Batch job on Biowulf2

From the BAli-Phy usage guide:

Running bali-phy on a computing cluster is not necessary, but can speed up the analysis dramatically. This is because a cluster allows you to run several independent MCMC chains simultaneously and pool the resulting samples. You can run multiple chains simultaneously simply by starting several different instances of bali-phy. Each instance of bali-phy runs only one chain and does not require using MPI or special command-line options. This approach to parallel computation is sometimes more efficient than MCMCMC-based parallelism involving heated chains. It is equivalent to running MCMCMC with no temperature difference between chains, with the exception that it allows results from all chains to be used, instead of just results from the single "cold" chain. Thus, if you run 10 independent chains in parallel, then you may gather samples 10 times faster that a single chain.
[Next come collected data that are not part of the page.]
Issue #461, opened 2025-05-08
Scheduler SIGTERM/SIGINT Handler


lryan599:
I noticed that the scheduler does not have a handler set for sigterm and sigint, which leads to the scheduler as a pid 1 process not properly handling the sigterm signals sent by the kube to exit correctly when I deploy the scheduler in a container alone.

Is it possible to set the signal handler for taskiq scheduler just like worker?

robertaistleitner:
I just found the same issue because docker wasn't able to properly stop the container using the default SIGINT signal. It just waits for the timeout and hard kills it after the configured timeout.

PR #671, opened 2026-09-09
fix(scheduler): drain owned tasks before shutdown

Kuang-xianxin:
Cancelling `SchedulerLoop.run()` leaves its scheduled sends and background schedule refresh running. The CLI can then shut down the broker and sources while those operations still use them; the API can leave orphaned work in the application's event loop after cancellation has returned.

Cancel and await the loop's owned sends and refresh in `finally`, before returning control. Ignore a cancelled refresh in its completion callback so normal shutdown does not raise through the event-loop exception handler. This preserves existing CLI/API cancellation behavior and current master's optional `send_timeout` and startup rollback.

The event-controlled shutdown regression covers the loop, API and CLI, including timeout-wrapped sends for the loop and CLI. It verifies that the parent and shutdown hooks wait for asynchronous cleanup, checks the final cancellation state, and rejects callback errors. All five cases fail on unmodified current master (`8a1b04d`).

Validation after integrating current master: Windows / CPython 3.13.1, locked dependencies with all extras; 84 scheduler tests pass, all applicable changed-file hooks pass, and repository-wide Ruff/mypy pass (143 files for mypy). No live external broker was used, and the full repository test suite was not rerun for this update.

This complements #627's optional send timeout by handling operations owned by a loop that is exiting. It does not introduce a timeout or change the signal handling discussed in #461.


Kuang-xianxin:
Resolved the conflict with current master in ad69123, preserving the new optional send timeout and startup rollback alongside this PR's cancellation cleanup.

Extended the existing shutdown regression to cover timeout-wrapped sends through the loop and CLI. All five shutdown cases fail against unmodified current master (8a1b04d), and all 84 scheduler tests pass after the merge. Changed-file hooks, repository-wide Ruff and mypy (143 files) pass on Windows / Python 3.13.1. No live broker was used.

PR #674, opened 2026-09-16
chore: replace pre-commit with prek

danfimov:
- Replaced `pre-commit` with faster alternative `prek`
- Updated test libraries and pre-commit hooks


.pre-commit-config.yaml
```diff
@@ -29,6 +25,12 @@ repos:
             '--exclude-lines', 'amqp://guest:guest@localhost:5672',
         ]
 
+  - repo: https://github.com/astral-sh/ruff-pre-commit
+    rev: v0.16.7
+    hooks:
+      - id: ruff-check
+        args: [ "--fix", "taskiq", "tests", "docs/examples" ]
```
s3rius: I guess it shouldn't be `--fix`.

s3rius (changes requested):

.pre-commit-config.yaml
```diff
@@ -1,21 +1,17 @@
...
     hooks:
       - id: check-ast
+
+  - repo: builtin
+    hooks:
       - id: trailing-whitespace
       - id: check-toml
       - id: end-of-file-fixer
 
-  - repo: https://github.com/asottile/add-trailing-comma
```
danfimov, line 12: It's the same thing as ruff COM rules (they already enabled). So I removed it

taskiq/cli/scheduler/run.py
```diff
@@ -313,7 +313,7 @@ def _is_schedule_ready_to_send(
 
         return is_ready_to_send
 
-    async def run(
```
danfimov: I guess I missed this part in previously merged MRs somwhere. So now on master pre-commit hooks is red. I want to fix it.

tests/cli/scheduler/test_send_with_timeout.py
```diff
@@ -184,7 +192,9 @@ def __init__(self) -> None:
             self.calls: list[Any] = []
 
         async def on_ready(  # type: ignore[override]
```
s3rius: Why do you ignore? You can just add override decor.

s3rius (dismissed):

s3rius (approved):

PR #675, opened 2026-09-17
docs: add examples with ProgressTracker

### LINKED ISSUE #464: How to elegantly use result_backend.set_progress ？？
```python
@broker.task
async def heavy_task(key: str, val: str, context: Context = TaskiqDepends()) -> str:

    for i in range(10):
        # Simulate some work
        await asyncio.sleep(1)
        # Calculate progress
        progress = (i + 1) * 10
        # Send the progress
        # await context.set_progress(progress)

    await asyncio.sleep(10)
```

How to obtain the current task_id in the above code ？

Then set the progress using context.broker.result_backend.set_progress(). 

Because get_ progress returns None by default.

danfimov:
Closes #464 

P.S. ruff pre-commit is producing changes in master. So I added them here along with a new documentation to pass CI checks.


tests/cli/scheduler/test_send_with_timeout.py
```diff
@@ -31,7 +31,9 @@ def __init__(self, hang_seconds: float = 60.0) -> None:
         self.on_ready_calls = 0
 
     async def on_ready(  # type: ignore[override]
```
s3rius: I don't think we need those ignores. 

We can just add `override`. But it's just a small nitpick.

s3rius (dismissed):

tests/cli/scheduler/test_send_with_timeout.py
danfimov: Added override

s3rius (approved):

PR #2686, opened 2024-09-26
set CERTIFICATES_HTML_VIEW to false in mitxonline

pdpinch:
Setting this to false disables access to the certificate settings in Studio, preventing course authors from accidentally turning on open edX certificates. Our certificates from mitxonline.mit.edu instead.

- recently came up in https://github.com/mitodl/hq/issues/5618 
- some unfinished work from https://github.com/mitodl/hq/issues/1630

Turns off the certificates UI in studio and hides certificate links from the progress page.


pdpinch:
@arslanashraf7 I think you've been bugging me about reverting this setting for some time. Let me know if you think I've done what's needed in https://github.com/mitodl/hq/issues/5618#issuecomment-2377878962

feoh (approved):

pdpinch:
I just confirmed that certificate settings are still available on, for example, https://studio-qa.mitxonline.mit.edu/course/course-v1:MITxT+0.69.2S+3T2023

When I merge this, I expect that will go away.

Similarly, the settings should be unavailable in production when this is deployed, probably on 10/2.

PR #2692, opened 2024-09-30
Md/k8s improvements 2

Ardiea:
- Recreate the data-ci EKS cluster
- Reorganizes a bunch of the `infrastructure.aws.eks` python code to be more readable
  - Moves several reasources out to a `substructure.aws.eks` stack due to dependency issues between pulumi resources. 
  - Added a lot of comments explaining what is happening where and why because it isn't entirely intuitive. 
- Fully implements the k8s gateway api for managing ingress into applications running in the cluster using traefik.
  - Disables the legacy ingress resources.
  - Removes the AWS load-balancer controller entirely 
- Implements cert-manager for automatically requesting and installing certificates from letsencrypt production + staging environments. 
  - This integrates with the k8s gateway api via an annotation on your gateway resources.  
- Implements external-dns for automatic management of DNS records in route 53 
  - This integrates with the k8s gateway api automatically w/o any annotations.
- Adds automatic installation of a *.odl.mit.edu wildcard certificate from vault into the operations namespace that can be used by any application that needs it.


src/ol_infrastructure/substructure/aws/eks/__main__.py
```diff
@@ -0,0 +1,291 @@
...
+        ),
+        opts=ResourceOptions(
+            provider=k8s_provider,
+            parent=vault_traefik_service_account,
+            delete_before_replace=True,
+        ),
+    )
+)
+
+# Create a VaultAuth resource and a VaultStaticSecret resource
```
feoh, line 127: Does this mean that we'll need a VaultStaticSecret per namespace per secret?

feoh (approved):

src/ol_infrastructure/substructure/aws/eks/__main__.py
Ardiea: Per Namespace / application / logical use case :
1 VaultConnection Resource (the helm chart makes the one we're using here)
1 ServiceAccount Resource
1 ClusterRoleBinding Resource
1 VaultAuth Resource

Per Secret:
X VaultDynamicSecret resources and/or Y VaultStaticSecret resources based on requirements, each of which maps to a k8s Secret Resource.

blarghmatey (approved):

So, for example, take the following batch script (still using small numbers of iterations):

#! /bin/bash
# filename: baliphy.sh
set -e

module load bali-phy/2.3.7 || exit 1

FA=/usr/local/apps/bali-phy/TEST_DATA/sequences/EF-Tu/5d.fasta
bali-phy $FA --iterations=2000
Start two runs
biowulf2$ sbatch baliphy.sh
biowulf2$ sbatch baliphy.sh

Note that bali-phy automatically sets up separate output directories. Once the MCMC runs are done, one can calculate a consensus tree:

helix$ trees-consensus 5d-1/C1.trees 5d-2/C1.trees > consensus.tree
Swarm of jobs on Biowulf2

As discussed above, running many bali-phy jobs in parallel may be beneficial. One easy way to set up such a analysis is by using swarm. Set up a swarm file with one command per line similar to the following:

bali-phy /usr/local/apps/bali-phy/TEST_DATA/sequences/EF-Tu/5d.fasta --iterations=2000
bali-phy /usr/local/apps/bali-phy/TEST_DATA/sequences/EF-Tu/5d.fasta --iterations=2000
bali-phy /usr/local/apps/bali-phy/TEST_DATA/sequences/EF-Tu/5d.fasta --iterations=2000
[...]

And submit the job swarm

swarm -f swarmfile --module bali-phy/2.3.7
For more details see the swarm documentation.
Interactive job on Biowulf2

Since it is not permissible to run resource intensive analyses on the biowulf2 login node, it may be useful to allocate an interactive node for initial experiments. For example

biowulf2$ sinteractive
salloc.exe: Granted job allocation 214002
node$ bali-phy /usr/local/apps/bali-phy/TEST_DATA/sequences/HIV/chain-2005/env-clustal-codons.fasta \
    --iterations=200 --smodel=M0[GTR] --alphabet=Codons 
[...]
node$ exit
salloc.exe: Relinquishing job allocation 214002
salloc.exe: Job allocation 214002 has been revoked.